═══ Recorded data

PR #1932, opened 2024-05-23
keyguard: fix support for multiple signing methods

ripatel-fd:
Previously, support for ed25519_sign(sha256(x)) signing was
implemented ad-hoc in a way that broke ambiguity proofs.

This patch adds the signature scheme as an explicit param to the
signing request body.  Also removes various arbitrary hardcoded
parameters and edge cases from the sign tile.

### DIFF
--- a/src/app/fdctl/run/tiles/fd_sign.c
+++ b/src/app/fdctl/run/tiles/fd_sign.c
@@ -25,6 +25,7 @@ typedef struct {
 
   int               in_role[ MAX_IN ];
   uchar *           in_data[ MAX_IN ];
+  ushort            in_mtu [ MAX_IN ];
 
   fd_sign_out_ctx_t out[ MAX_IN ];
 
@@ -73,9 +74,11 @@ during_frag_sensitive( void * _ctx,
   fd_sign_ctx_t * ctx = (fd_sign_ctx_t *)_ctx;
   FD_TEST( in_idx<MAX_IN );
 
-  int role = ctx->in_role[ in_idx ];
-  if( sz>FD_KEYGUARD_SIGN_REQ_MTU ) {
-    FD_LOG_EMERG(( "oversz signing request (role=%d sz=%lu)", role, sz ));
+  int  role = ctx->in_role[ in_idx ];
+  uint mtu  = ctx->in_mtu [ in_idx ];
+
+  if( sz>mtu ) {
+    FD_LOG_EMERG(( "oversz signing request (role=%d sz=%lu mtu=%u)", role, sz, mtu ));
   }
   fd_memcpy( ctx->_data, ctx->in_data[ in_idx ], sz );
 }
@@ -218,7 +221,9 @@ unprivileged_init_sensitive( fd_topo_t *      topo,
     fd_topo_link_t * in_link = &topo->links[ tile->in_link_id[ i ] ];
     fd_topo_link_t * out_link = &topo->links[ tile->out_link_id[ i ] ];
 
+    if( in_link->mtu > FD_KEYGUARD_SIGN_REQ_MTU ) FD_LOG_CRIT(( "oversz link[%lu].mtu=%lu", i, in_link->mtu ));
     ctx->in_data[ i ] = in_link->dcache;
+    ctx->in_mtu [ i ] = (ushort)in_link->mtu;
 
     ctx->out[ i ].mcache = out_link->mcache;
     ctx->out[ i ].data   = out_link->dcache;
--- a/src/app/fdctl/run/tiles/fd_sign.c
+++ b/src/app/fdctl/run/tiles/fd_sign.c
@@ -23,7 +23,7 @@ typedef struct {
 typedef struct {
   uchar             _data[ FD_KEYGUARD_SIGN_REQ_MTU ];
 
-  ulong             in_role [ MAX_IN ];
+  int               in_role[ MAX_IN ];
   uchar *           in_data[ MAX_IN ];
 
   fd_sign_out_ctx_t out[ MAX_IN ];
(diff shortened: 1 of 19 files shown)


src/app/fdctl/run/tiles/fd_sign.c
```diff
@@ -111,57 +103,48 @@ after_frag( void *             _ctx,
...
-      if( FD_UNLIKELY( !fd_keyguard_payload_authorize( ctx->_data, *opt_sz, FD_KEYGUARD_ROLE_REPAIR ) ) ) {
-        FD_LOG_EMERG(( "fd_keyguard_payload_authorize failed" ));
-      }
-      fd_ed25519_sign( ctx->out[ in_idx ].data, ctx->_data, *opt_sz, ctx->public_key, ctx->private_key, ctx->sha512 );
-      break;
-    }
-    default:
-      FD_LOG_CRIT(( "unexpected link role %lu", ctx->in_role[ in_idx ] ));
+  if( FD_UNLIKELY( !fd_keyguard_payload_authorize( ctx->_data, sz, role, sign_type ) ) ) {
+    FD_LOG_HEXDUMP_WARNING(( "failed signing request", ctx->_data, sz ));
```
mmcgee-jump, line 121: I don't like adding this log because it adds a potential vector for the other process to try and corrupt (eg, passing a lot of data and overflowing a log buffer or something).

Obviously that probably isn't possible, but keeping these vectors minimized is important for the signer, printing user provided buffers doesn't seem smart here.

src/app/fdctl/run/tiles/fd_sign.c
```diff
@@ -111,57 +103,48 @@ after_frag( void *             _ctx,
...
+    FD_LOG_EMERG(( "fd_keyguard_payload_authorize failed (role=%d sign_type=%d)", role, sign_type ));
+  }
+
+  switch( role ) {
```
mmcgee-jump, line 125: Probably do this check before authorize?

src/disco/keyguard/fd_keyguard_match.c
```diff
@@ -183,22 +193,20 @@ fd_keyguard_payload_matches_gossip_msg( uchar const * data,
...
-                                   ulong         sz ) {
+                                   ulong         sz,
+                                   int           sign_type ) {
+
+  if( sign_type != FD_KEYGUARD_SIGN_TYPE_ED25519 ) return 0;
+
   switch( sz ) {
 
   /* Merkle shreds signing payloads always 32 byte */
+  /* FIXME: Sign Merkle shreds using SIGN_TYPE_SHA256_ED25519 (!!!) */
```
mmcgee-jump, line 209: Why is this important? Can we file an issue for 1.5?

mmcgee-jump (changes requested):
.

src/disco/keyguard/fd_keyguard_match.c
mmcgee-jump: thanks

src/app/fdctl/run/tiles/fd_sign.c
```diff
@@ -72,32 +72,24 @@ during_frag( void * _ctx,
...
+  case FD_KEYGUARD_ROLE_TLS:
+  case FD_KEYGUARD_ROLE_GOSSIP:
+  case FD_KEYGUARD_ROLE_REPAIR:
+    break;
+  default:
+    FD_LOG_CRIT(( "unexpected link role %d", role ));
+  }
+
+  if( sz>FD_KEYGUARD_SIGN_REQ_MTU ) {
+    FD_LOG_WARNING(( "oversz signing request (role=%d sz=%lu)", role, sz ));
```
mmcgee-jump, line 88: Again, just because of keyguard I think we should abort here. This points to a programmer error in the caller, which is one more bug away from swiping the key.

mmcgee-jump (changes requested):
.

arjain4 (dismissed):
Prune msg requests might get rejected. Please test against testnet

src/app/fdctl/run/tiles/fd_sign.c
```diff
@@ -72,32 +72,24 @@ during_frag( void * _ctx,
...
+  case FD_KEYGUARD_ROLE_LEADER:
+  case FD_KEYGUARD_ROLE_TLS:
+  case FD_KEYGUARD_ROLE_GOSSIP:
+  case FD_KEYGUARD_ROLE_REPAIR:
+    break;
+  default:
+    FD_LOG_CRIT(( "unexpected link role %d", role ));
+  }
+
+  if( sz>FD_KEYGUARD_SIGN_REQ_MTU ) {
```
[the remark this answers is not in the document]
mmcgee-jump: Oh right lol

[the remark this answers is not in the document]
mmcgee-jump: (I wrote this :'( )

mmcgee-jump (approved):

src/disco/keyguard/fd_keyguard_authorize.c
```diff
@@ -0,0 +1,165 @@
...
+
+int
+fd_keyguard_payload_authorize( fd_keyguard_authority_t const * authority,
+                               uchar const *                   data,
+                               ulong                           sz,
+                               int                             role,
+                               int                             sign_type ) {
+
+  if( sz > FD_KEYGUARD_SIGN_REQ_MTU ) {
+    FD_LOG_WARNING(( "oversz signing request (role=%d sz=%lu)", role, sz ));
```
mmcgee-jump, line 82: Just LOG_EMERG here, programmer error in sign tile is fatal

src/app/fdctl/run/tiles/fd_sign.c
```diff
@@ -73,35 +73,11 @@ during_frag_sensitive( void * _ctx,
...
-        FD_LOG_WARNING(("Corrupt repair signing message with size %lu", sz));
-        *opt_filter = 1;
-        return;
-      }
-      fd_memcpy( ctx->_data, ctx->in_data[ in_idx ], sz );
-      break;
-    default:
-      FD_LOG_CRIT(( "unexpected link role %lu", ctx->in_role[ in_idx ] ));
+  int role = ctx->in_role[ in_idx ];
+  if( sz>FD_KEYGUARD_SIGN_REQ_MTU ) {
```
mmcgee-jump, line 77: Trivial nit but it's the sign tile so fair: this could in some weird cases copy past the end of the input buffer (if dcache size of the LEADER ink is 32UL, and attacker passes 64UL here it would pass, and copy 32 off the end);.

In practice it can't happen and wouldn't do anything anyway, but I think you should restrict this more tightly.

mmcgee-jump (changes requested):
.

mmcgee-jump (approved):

══════

▶ _What you are asked to do_: The lines from the top of the data above down to the line containing "-23,7 +23,7 @@" are to be copied exactly; no other line should appear.

▶ _Answer for the task_:
PR #1932, opened 2024-05-23
keyguard: fix support for multiple signing methods

ripatel-fd:
Previously, support for ed25519_sign(sha256(x)) signing was
implemented ad-hoc in a way that broke ambiguity proofs.

This patch adds the signature scheme as an explicit param to the
signing request body.  Also removes various arbitrary hardcoded
parameters and edge cases from the sign tile.

### DIFF
--- a/src/app/fdctl/run/tiles/fd_sign.c
+++ b/src/app/fdctl/run/tiles/fd_sign.c
@@ -25,6 +25,7 @@ typedef struct {
 
   int               in_role[ MAX_IN ];
   uchar *           in_data[ MAX_IN ];
+  ushort            in_mtu [ MAX_IN ];
 
   fd_sign_out_ctx_t out[ MAX_IN ];
 
@@ -73,9 +74,11 @@ during_frag_sensitive( void * _ctx,
   fd_sign_ctx_t * ctx = (fd_sign_ctx_t *)_ctx;
   FD_TEST( in_idx<MAX_IN );
 
-  int role = ctx->in_role[ in_idx ];
-  if( sz>FD_KEYGUARD_SIGN_REQ_MTU ) {
-    FD_LOG_EMERG(( "oversz signing request (role=%d sz=%lu)", role, sz ));
+  int  role = ctx->in_role[ in_idx ];
+  uint mtu  = ctx->in_mtu [ in_idx ];
+
+  if( sz>mtu ) {
+    FD_LOG_EMERG(( "oversz signing request (role=%d sz=%lu mtu=%u)", role, sz, mtu ));
   }
   fd_memcpy( ctx->_data, ctx->in_data[ in_idx ], sz );
 }
@@ -218,7 +221,9 @@ unprivileged_init_sensitive( fd_topo_t *      topo,
     fd_topo_link_t * in_link = &topo->links[ tile->in_link_id[ i ] ];
     fd_topo_link_t * out_link = &topo->links[ tile->out_link_id[ i ] ];
 
+    if( in_link->mtu > FD_KEYGUARD_SIGN_REQ_MTU ) FD_LOG_CRIT(( "oversz link[%lu].mtu=%lu", i, in_link->mtu ));
     ctx->in_data[ i ] = in_link->dcache;
+    ctx->in_mtu [ i ] = (ushort)in_link->mtu;
 
     ctx->out[ i ].mcache = out_link->mcache;
     ctx->out[ i ].data   = out_link->dcache;
--- a/src/app/fdctl/run/tiles/fd_sign.c
+++ b/src/app/fdctl/run/tiles/fd_sign.c
@@ -23,7 +23,7 @@ typedef struct {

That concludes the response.